PARIS may have found a solution to their love lock problem — glass panels.
This week, the city replaced sections of mesh fencing on the city’s iconic footbridge, Pont des Arts, with two shatter-resistant and anti-glare glass panes, reported “No Love Locks”, a group that has been campaigning for an end to the practice of affixing “love locks” onto the bridge.
The glass panes are treated with a special coating that prevents graffiti tagging.

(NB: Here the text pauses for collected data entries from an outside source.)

PR #3, opened 2022-11-06
Add tlv schema for unsigned integer

mfucci:
After making the schema generic, it made more sense to merge TlvCodec / TlvObjectCodec and Template into the Schema object.

This PR implements an unsigned integer encoding / decoding only without the validate() method.
After we are converged on the code structure, I will implement validate() in the next PR, splitting UnsignedNumberTlv into UInt8Tlv / UInt16Tlv, UInt32Tlv, UInt64Tlv than add other data type Tlv schemas.


src/schema/TlvSchema.ts
```diff
@@ -0,0 +1,242 @@
...
+ * Schema to encode an unsigned integer in TLV.
+ * 
+ * @see {@link MatterCoreSpecificationV1_0} § A.11.1
+ */
+class UnsignedNumberSchema extends TlvSchema<number | bigint> {
+    /** @override */
+    protected encodeTlv(writer: DataWriterLE, value: number | bigint, tag: TlvTag = {}): void {
+        const size = this.getUnsignedIntSize(value);
+        this.encodeControlByteAndTag(writer, ElementType.UnsignedInt | size, tag);
+        this.encodeUnsignedIntBytes(writer, value, size);
```
turon, line 216: Could these be calls to static methods in `TlvCodec`?

src/schema/TlvSchema.ts
```diff
@@ -0,0 +1,242 @@
...
+    }
+
+    /** @override */
+    protected decodeTlv(encoded: DataReaderLE) {
```
turon, line 220: Could this implementation be moved to a static method in `TlvCodec`?

test/schema/TlvSchemaTest.ts
```diff
@@ -0,0 +1,64 @@
...
+
+import assert from "assert";
+import { UnsignedNumberTlv } from "../../src/schema/TlvSchema";
+import { arrayBufferFromHex, arrayBufferToHex } from "../../src/util/ArrayBuffer";
+
+describe("TlvSchema", () => {
+
+    context("encode", () => {
+        it("encodes an 1 byte unsigned int using in TLV", () => {
+            const result = UnsignedNumberTlv.encode(1);
```
turon, line 15: Could these tests get simplified into one small test driven by a testVector[] of `{input:, output:}`?
Example:
https://github.com/project-chip/matternode/blob/main/test/tlv/TestTlvCodec.js#L24

src/schema/TlvSchema.ts
mfucci: Will do.

test/schema/TlvSchemaTest.ts
mfucci: Will do.

src/schema/TlvSchema.ts
mfucci: Will do.

src/schema/TlvSchema.ts
```diff
@@ -0,0 +1,242 @@
...
+    /** Encodes a TLV value. */
+    protected abstract encodeTlv(writer: DataWriterLE, value: T, tag?: TlvTag): void;
+}
+
+/**
+ * Schema to encode an unsigned integer in TLV.
+ * 
+ * @see {@link MatterCoreSpecificationV1_0} § A.11.1
+ */
+class UnsignedNumberSchema extends TlvSchema<number | bigint> {
```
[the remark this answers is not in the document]
mfucci: Will do.

src/schema/TlvSchema.ts
```diff
@@ -0,0 +1,238 @@
...
+}
+
+const COMMON_PROFILE = 0x00000000;
+const UNSPECIFIED_PROFILE = 0xFFFFFFFF;
+const ANONYMOUS_ID = 0xFFFFFFFF;
+
+abstract class TlvSchema<T> extends Schema<T, ArrayBuffer> {
+
+    /** @see {@link MatterCoreSpecificationV1_0} § A.7 */
+    protected decodeTagAndTypeSize(reader: DataReaderLE) {
```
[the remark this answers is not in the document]
mfucci: Done

mfucci:
@turon Updated per your comments

src/schema/TlvSchema.ts
```diff
@@ -0,0 +1,238 @@
...
+    FullyQualified8Bytes = 0xE0,
+}
+
+
+interface TlvTag {
+    profile?: number,
+    id?: number,
+}
+
+const COMMON_PROFILE = 0x00000000;
```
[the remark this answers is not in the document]
mfucci: Done

src/tlv/TlvCodec.ts
```diff
@@ -0,0 +1,162 @@
...
+import { BitmapSchema, EnumBits } from "../util/schema/BitmapSchema";
+
+
+/**
+ * TLV element types.
+ * 
+ * @see {@link MatterCoreSpecificationV1_0} § A.7.1
+ */
+export enum TlvType {
+    SignedInt_1OctetValue = 0x00,
```
turon, line 18: Rename `1OctetValue` --> `U8Value` here and all similar locations?

src/util/schema/BitmapSchema.ts
```diff
@@ -0,0 +1,63 @@
...
+    Flag,
+    Enum,
+}
+
+/** Defines the bit position of a boolean flag. */
+export interface FlagBit { type: BitRangeType.Flag, offset: number }
+export const FlagBit = (offset: number) => ({ type: BitRangeType.Flag, offset }) as FlagBit;
+
+/** Defines the bit position and bit lenght of an enum flag. */
+export interface EnumBits<E extends number> { type: BitRangeType.Enum, offset: number, length: number }
```
turon, line 19: Perhaps rename `EnumBits` -> `BitField` or `BitFieldEnum`?

src/tlv/TlvCodec.ts
```diff
@@ -0,0 +1,162 @@
...
+    ContextSpecific = 1,
+    CommonProfile2Bytes = 2,
+    CommonProfile4Bytes = 3,
+    ImplicitProfile2Bytes = 4,
+    ImplicitProfile4Bytes = 5,
+    FullyQualified6Bytes = 6,
+    FullyQualified8Bytes = 7,
+}
+
+const ControlOctetSchema = BitmapSchema({
```
turon, line 60: I think we should be consistent and always use `Byte` rather than mix terms and use `Octet` sometimes.

src/util/schema/BitmapSchema.ts
```diff
@@ -0,0 +1,63 @@
...
+import { Schema } from "./Schema";
+
+const enum BitRangeType {
+    Flag,
+    Enum,
+}
+
+/** Defines the bit position of a boolean flag. */
+export interface FlagBit { type: BitRangeType.Flag, offset: number }
+export const FlagBit = (offset: number) => ({ type: BitRangeType.Flag, offset }) as FlagBit;
```
turon, line 16: Rename `FlagBit` to `BitFlag`?  I like grouping all BitmapSchema subtypes under the prefix `Bit`.

src/tlv/TlvCodec.ts
mfucci: I tried to stay close to the name used in the specs "Signed Integer, 1-octet value" but fine to shorten it.

src/tlv/TlvCodec.ts
mfucci: Agreed with consistency.
I think the specs use Octet everywhere. I personally prefer Byte...
If we use Byte and want to be consistent, this means that we will use ByteString type instead of OctetString type everywhere.

So the choices / tradeoffs are:
1 _ use Byte everywhere but not be consistent with Matter spec naming
2 _  use Octet everywhere but this is less common than Byte
3 _  use Byte in our codebase and only Octet when there is a need to respect Matter specs naming

Probably the best choice is 2, so I should rename Byte to Octet...
WDYT?

src/tlv/TlvCodec.ts
mfucci: Done, I just used 8 / 16 / 32 / 64 to described the variants.

src/tlv/TlvCodec.ts
mfucci: Done, I renamed Octet to Byte everywhere

src/util/schema/BitmapSchema.ts
mfucci: Done

src/util/schema/BitmapSchema.ts
mfucci: Done

turon (approved):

A third panel will also be installed.
If the pilot proves successful, love birds will no longer be able to pledge their undying love for each other via lock and key, as all 110 sections of the bridge’s metal fencing would be replaced.
This summer, in an attempt to discourage this distinctly tourist behaviour, the mayor’s office launched a campaign asking couples to take selfies of themselves on the bridge instead, and to post it onto Twitter and Instagram.
“Our bridges can no longer withstand your gestures of love, set them free by declaring your love with #lovewithoutlocks,” read the city’s message.
The practice — a recent phenomenon that spread around the world in the last decade — came to a head in Paris this year when a section of metal fencing about 2.4m long collapsed under the weight of hundreds of padlocks, forcing authorities to close off the historic bridge for repairs.
It’s been estimated that the bridge groans under the collective weight of about 45 tonnes of padlocks.
Critics, like the pair of American expats who launched the online petition “No Love Locks”, said the practice was an act of vandalism, while tourists believe it to be a harmless pledge of their love.